Second, in 1993, Yeltsin’s government and Parliament were negotiating a new Constitution to replace the Soviet Constitution dated from the 1970s. At first all seemed to go well, but toward the middle of the year, negotiations broke down and the crisis culminated with Yeltsin ordering the siege of the Russian parliament. Contrasting with the current negotiations to amend the Russian Constitution, there does not appear to be any violent outburst, rather there was recently a peaceful protest led by supporters of Boris Nemtsov.

Third, following Yeltsin’s reelection in 1996, in which the Clinton administration had a degree of intervention, Russia again plunged into a crisis with the devaluation of the ruble due to the Russian government’s defaulting on its “short-term bonds.” The crisis gradually ended after 1998 when Yeltsin selected Vladimir Putin as his Prime Minister replacing his predecessors Sergey Kiriyenko, Yevgeny Primakov, and Sergei Stepashin. Under Putin’s administration, alongside a newly-elected Parliament in 1999, the “reformist” parliament and administration “reduced tax rates, overhauled the judicial system, legislated private ownership of land and adopted new banking laws.” Ever since, Russia’s economy improved as well as its standard of living with very little panics, bank runs or shortages of supplies.

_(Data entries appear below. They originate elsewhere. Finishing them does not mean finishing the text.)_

PR #179, opened 2023-07-06
feat(wellinks-extension): adds action to unenroll user from Sendgrid

AshvinP-S:


extensions/wellinks/actions/checkForChat/checkForChat.test.ts
bejoinka, line 1: heya, hygiene suggestion, maybe you want to create some mock settings so you don't have to continue to copy and paste and change more files when updating settings

bejoinka (commented):
we may not need this PR -- going to add a couple of actions into the sendgrid extension instead. on hold until 7/7 EOD

bejoinka (approved):

PR #183, opened 2023-07-10
feat(sendgrid-extension): adds action to check Contact Import Job Status

AshvinP-S:

PR #184, opened 2023-07-10
feat(sendgrid-extension): Adds JobID Datapoint to addOrUpdateContact …

AshvinP-S:
…action


michal-grzelak (commented):
Looks good, but I think you do not have prettier set up, as the code formatting is different than what is configured in the project, cc @bejoinka 

P.S.
I think the same formatting problem is present in the other PR https://github.com/awell-health/awell-extensions/pull/183

bejoinka (approved):

Issue #121, opened 2023-05-16
[EXT-9] New extension: DrChrono


ebomcke-awell:
We would like to add support for the DrChrono EHR through a new extension.

The API docs can be found [here](https://app.drchrono.com/api-docs/#section/Introduction).

The scope for this new action is not determined yet, so the recommendation is to start with a set of standard actions in the EHR integration category (create / update / get patient, create / get clinical note).

Note that this API uses a new authentication scheme that is not fully supported yet (Authorization Grant flow). At this time we have not decided how the initial authorization flow will be handled, so this should be excluded from the scope of this task. Instead you should assume that an authorization token is available in the token service and use that to authorize all API calls.

Given that the functional scope for this extension has not been internally shaped yet, the first tasks are:
- Design and implement changes needed to the token service and auth client to support tokens coming from an Authorization Code grant flow
- Examine the DrChrono API specs and provide recommendation on which actions can be implemented on top of their API.

<sub>[EXT-9](https://linear.app/awell/issue/EXT-9/new-extension-drchrono)</sub>

PR #187, opened 2023-07-13
Dr Chrono

michal-grzelak:
PR for #121 

- Patient actions for now (create/get/update)
- No clinical notes actions (not really possible to create such resource? Needs check what can be used instead)
- Needs OAuth implementation


kubiak85:
@rahulkeerthi Do we have OAuth implemented in the code? CC: @michal-grzelak

PR #714, opened 2021-09-23
fix readme.rst uses markdown

looker53:


michaelboulton:
Thanks for that - should probably convert the whole readme back to markdown now pypi can handle it really

PR #719, opened 2021-10-12
fix sample docker-compose file

spanasik:
`image` should be replaced by `dockerfile`


michaelboulton:
Thanks, probably some bad copy/paste on my part

Issue #725, opened 2021-10-20
Stop logging return values from external functions


methsib:
When external function is called, results of calling external function is getting logged and this is not ideal when return value contains sensitive data. Is there a workaround for this? 

If not, we would really like to have that as an feature. So that we can avoid logging sensitive data coming from external function.

Thank you

michaelboulton:
This should be fixed in 1.16.4

PR #726, opened 2021-10-21
Add a decorator to supress result log in extfunctions

methsib:
This change allows to suppress result log when external functions are returning sensitive information.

The constitutional reforms may improve Russia’s standard of living in the long-run, which is something that the famed Russian author Aleksandr Solzhenitsyn echoed during his later years. Although Solzhenitsyn praised Putin for restoring Russia’s reputation as an important global power, the author also expressed concern for the economic divide in an interview with Der Spiegel saying:

“I think the gap between the rich and the poor is an extremely dangerous phenomenon in Russia and it needs the immediate attention of the state. Although many fortunes were amassed in Yeltsin’s times by ransacking, the only reasonable way to correct the situation today is not to go after big businesses — the present owners are trying to run them as effectively as they can — but to give breathing room to medium and small businesses. That means protecting citizens and small entrepreneurs from arbitrary rule and from corruption. It means investing the revenues from the national natural resources into the national infrastructure, education and health care. And we must learn to do so without shameful theft and embezzlement.”

Therefore, the Constitutional reforms may be a one-step toward a Russia envisioned by Solzhenitsyn; only time will tell.